With more and more AI models and tools being developed, questions about the data that's used to train them have been emerging. Even major AI companies have been accused of illegally scraping data. Zoom has made a point of clarifying that its platform will not be doing so.
Zoom Calls Will Not Be Used to Train AI
The video conferencing platform became widely used during the pandemic when people were restricted from meeting face-to-face. Since then, it's still being used by companies and organizations for virtual meetings in hybrid setups.
With that said, Zoom has a lot of user data and calls that can be used to train AI, and that fact became concerning when the platform updated its Terms of Service which implied that video calls could be used to train AI models.
The update stated that service-generated data and customer content could be used "for the purpose of product and service development" like "machine learning or artificial intelligence including for the purposes of training or tuning of algorithms and models."
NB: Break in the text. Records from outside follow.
PR #3672, opened 2021-11-23
[Buckinghamshire] Remove custom map bits

chrismytton:
Bucks are looking to switch to OS Maps, so remove the custom map bits so it uses the default map setup. [skip changelog]


dracos (changes requested):
Hooray! Though should also remove web/js/map-wmts-buckinghamshire.js (and then update t/map/tests.t too) :)

dracos (approved):
🍁

chrismytton:
Changed the `default_map_zoom` in cobrand and `max_resolution` in JS, as discussed in Slack, so requesting another review!

dracos:
Looks like zoom change etc has broken the front end test in some way, presumably something is now no longer where it used to be.

dracos (changes requested):
Looks like zoom change etc has broken the front end test in some way, presumably something is now no longer where it used to be.

chrismytton:
I don't fully understand why this test passes on master, but with this change to the maps the road-placement message is triggered, so have to give an answer to that extra step in this test in order for it to pass.

dracos (approved):
"I don't fully understand why this test passes on master" - I guess as the zoom level is now different, the map click (at x/y coordinates) is now clicking in a different place, and before it wasn't actually clicking somewhere that was "Bucks" mocked so was just generic categories? That's all I can think of anyway, so sounds like it might be more accurate now?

Users have become wary of this given that it Zoom might start using private and sensitive data without their consent. In response to the matter, Zoom Chief Product Officer Smita Hashim said that Zoom audio, video, or chat will not be used to train their models without customer consent.
As reported by Ars Technica, "service generated data" were the telemetry and diagnostic data and not the actual content of its users' calls or chats. Since the post by Hashim might not have been enough, Zoom clarified it through its latest Terms of Service Update.
It states that "Zoom does not use any of your audio, video, chat, screen sharing, attachments or other communications-like Customer Content (such as poll results, whiteboard, and reactions) to train Zoom or third-party artificial intelligence models."
Other Platforms Have Taken Measures
Zoom's data cannot be accessed by other AI companies due to its calls being private. Other platforms, however, are not so lucky. Social networking sites like Reddit and X (formerly Twitter) have had to go through extreme measures to avoid user data from being used.
X, for instance, faced a lot of criticism over its countermeasure, wherein certain users were given a limit on how many posts they can view in a day. Unverified users were allowed fewer views per day than verified users.
This is what also started Reddit's API price change, which eventually spun out of control. The API pricing was meant for companies and other users who were using Reddit data to train AI models, but it also affected a lot of Reddit third-party apps and was met with protests from mods.
Illegal scraping of data has been an ongoing issue. The main concern is that the AI models might learn from data that are meant to be private, which might otherwise be revealed when the AI models divulge what it learns when responding to certain text prompts.
Even if that's not the case, users are still entitled to keep their private data private of they choose to.